Ebbene, strano ma vero, è tutto falso. Innanzitutto non c’è stato alcun taglio di dirigenti esterni. Solo regolari scadenze di contratto, come succede abitualmente. Luigi De Magistris, di suo, non ha tagliato alcun dirigente esterno, che come si sa sono quelli che gravano maggiormente sul bilancio. Anzi, si sta apprestando ad assumerne altri. E quelli più “costosi” sono tutti rimasti.
Par fare un esempio sulla scarsa dimestichezza di De Magistris con la lotta agli sprechi, soltanto i collaboratori che compongono lo staff del Sindaco sono più numerosi rispetto a quelli della Giunta Jervolino. Si va dalla portavoce Marzia Bonacci (91mila euro lordi all’anno) all’assistente alla comunicazione Thalassa Vona (50mila lordi all’anno) fino al fidatissimo Alessio Postiglione. E poi: Alessandro Di Rienzo, Vincenzo Sammarco, Sarah Terraciano, Felice Balsamo, il docente universitario Sergio Marotta, Alessandro Nardi (ex fedelissimo di Pecoraro Scanio con un doppio incarico: è anche revisore dei conti dell’Acam, Agenzia Campana per la Mobilità). E poi ancora: Raffaella Carotenuto, Daniela Michelino, Paola Sabadin. Tutti assunti con il metodo dello “Spoil System”, contrariamente alle promesse di valorizzare precari e risorse interne. Come ha fatto il collega Pisapia a Milano. Tanto che un costituito Comitato di dipendenti comunali ha diffuso una nota dura nei confronti del neo-sindaco: “Non ci siamo, sindaco De Magistris, glielo diciamo con franchezza. Lei aveva promesso entro il 30 giugno la revoca dei contratti stipulati con i dirigenti nominati dalla politica. Questo non è accaduto. Si è proceduto all’accorpamento selvaggio dei servizi: metà dei dirigenti fuori, ma più della metà, sempre gli stessi, dentro compresi gli esterni. Ma i meriti? Quali sono stati i criteri secondo i quali alcuni sono stati nominati dirigenti ed altri no? Avete esaminato i loro curricula? E cosa ci dice delle restituzioni delle posizioni organizzative agli ex dirigenti? Ma se c’erano risorse, perché non sono state distribuite secondo giusti criteri di merito? Tutto è avvenuto nel rispetto della norma?”. Proprio il contrario di quanto sostiene il primo punto dello status-bufala.

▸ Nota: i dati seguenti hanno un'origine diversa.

PR #505, opened 2020-02-17
Fix search for multiple resource_ids

m-bucher:
@adamruzicka something like that?

see also https://github.com/Katello/katello/pull/8562#discussion_r379355124

### DIFF
--- a/app/models/foreman_tasks/task/search.rb
+++ b/app/models/foreman_tasks/task/search.rb
@@ -4,7 +4,8 @@ module ForemanTasks
       def search_by_generic_resource(key, operator, value)
         key = 'resource_type' if key.blank?
         key_name = connection.quote_column_name(key.sub(/^.*\./, ''))
-        condition = sanitize_sql_for_conditions(["foreman_tasks_locks.#{key_name} #{operator} ?", value])
+        value = value.split(',') if operator.index(/IN/i)
+        condition = sanitize_sql_for_conditions(["foreman_tasks_locks.#{key_name} #{operator} (?)", value])
 
         { :conditions => condition, :joins => :locks }
       end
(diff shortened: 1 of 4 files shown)


app/models/foreman_tasks/task/search.rb
```diff
@@ -4,7 +4,8 @@ module Search
       def search_by_generic_resource(key, operator, value)
         key = 'resource_type' if key.blank?
         key_name = connection.quote_column_name(key.sub(/^.*\./, ''))
-        condition = sanitize_sql_for_conditions(["foreman_tasks_locks.#{key_name} #{operator} ?", value])
+        value = value.split(',') unless operator.index(/IN/i).nil?
```
adamruzicka: I'd just switch from `unless it does not match` to `if it matches`

m-bucher:
While working on a unit-test for this, I saw that this will return duplicates of the task for every Lock that is found.
So I think we have to add a `distinct` to the search.
However, I do not know how to do this for scoped_search.
@adamruzicka any idea?

adamruzicka:
This cannot be done in scoped search directly. I'd probably add something like

```ruby
scope :for_distinct_search,
      (->(search) { search_for(search).select("DISTINCTI foreman_tasks_tasks.*") })
```

Into `app/models/foreman_tasks/task.rb` and then use `ForemanTasks::Task.for_distinct_search` instead of `ForemanTasks::Task.search_for` when only dinstinct record are needed

m-bucher:
I see, should I add something like that to this PR or should we leave it to those using this search?
I will add a `.distinct` to my test for now.

adamruzicka:
Just add a comment above the search definition that it may return duplicates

La bugia più grossa riguarda la diminuzione degli stipendi degli assessori. Il numero degli assessori, infatti, è diminuito: da 16 a 12. Ma la spesa per gli assessorati si è ridotta soltanto di poco: da 2,4 milioni a 2 milioni. La risibile diminuzione della spesa per gli assessorati a fronte del taglio di 1/4 del numero degli assessori è proprio causa delle critiche più feroci mosse dall’opposizione. Altro che taglio degli stipendi degli assessori!
La parte finale dell’articolo pubblicato sul sito del Corriere del Mezzogiorno parla proprio di questo. Vale la pena soffermarsi sulle dichiarazioni dell’assessore Realfonzo, teniamolo d’occhio perché forse farà carriera: “Abbiamo diminuito gli assessori, ma avremmo anche potuto aumentare la spesa perché sono aumentate le deleghe, e quindi il lavoro, per ogni assessore”. Proprio così!
Interessante: si diminuiscono gli assessori ma non si risparmia, anzi, si rischia di aumentare la spesa. Chi l’avrebbe detto.
Bisognerebbe pure specificare che De Magistris non potrebbe prendersi ancora alcun merito di eventuali tagli agli sprechi, perché la manovra approvata in fretta e furia il 30 giugno è eredità della precedente Giunta, che non aveva ancora approvato il suo ultimo bilancio. Ad autunno ci dovrà essere giocoforza una manovra di revisione, che sarà la prima vera manovra della Giunta De Magistris. E soltanto allora si potrà capire qualcosa del nuovo Sindaco.
Dunque, non c’è una sola mezza verità nello status che sta circolando su facebook. Persino la dichiarazione d’intenti sulla riduzione delle municipalizzate non è detto che porti risparmi: qualcuno crede ai tagli nei Cda? Nessuno, direi.
Ancora una volta la sinistra ha dimostrato che la macchina organizzativa on-line è efficiente ma poco credibile. Davvero poco.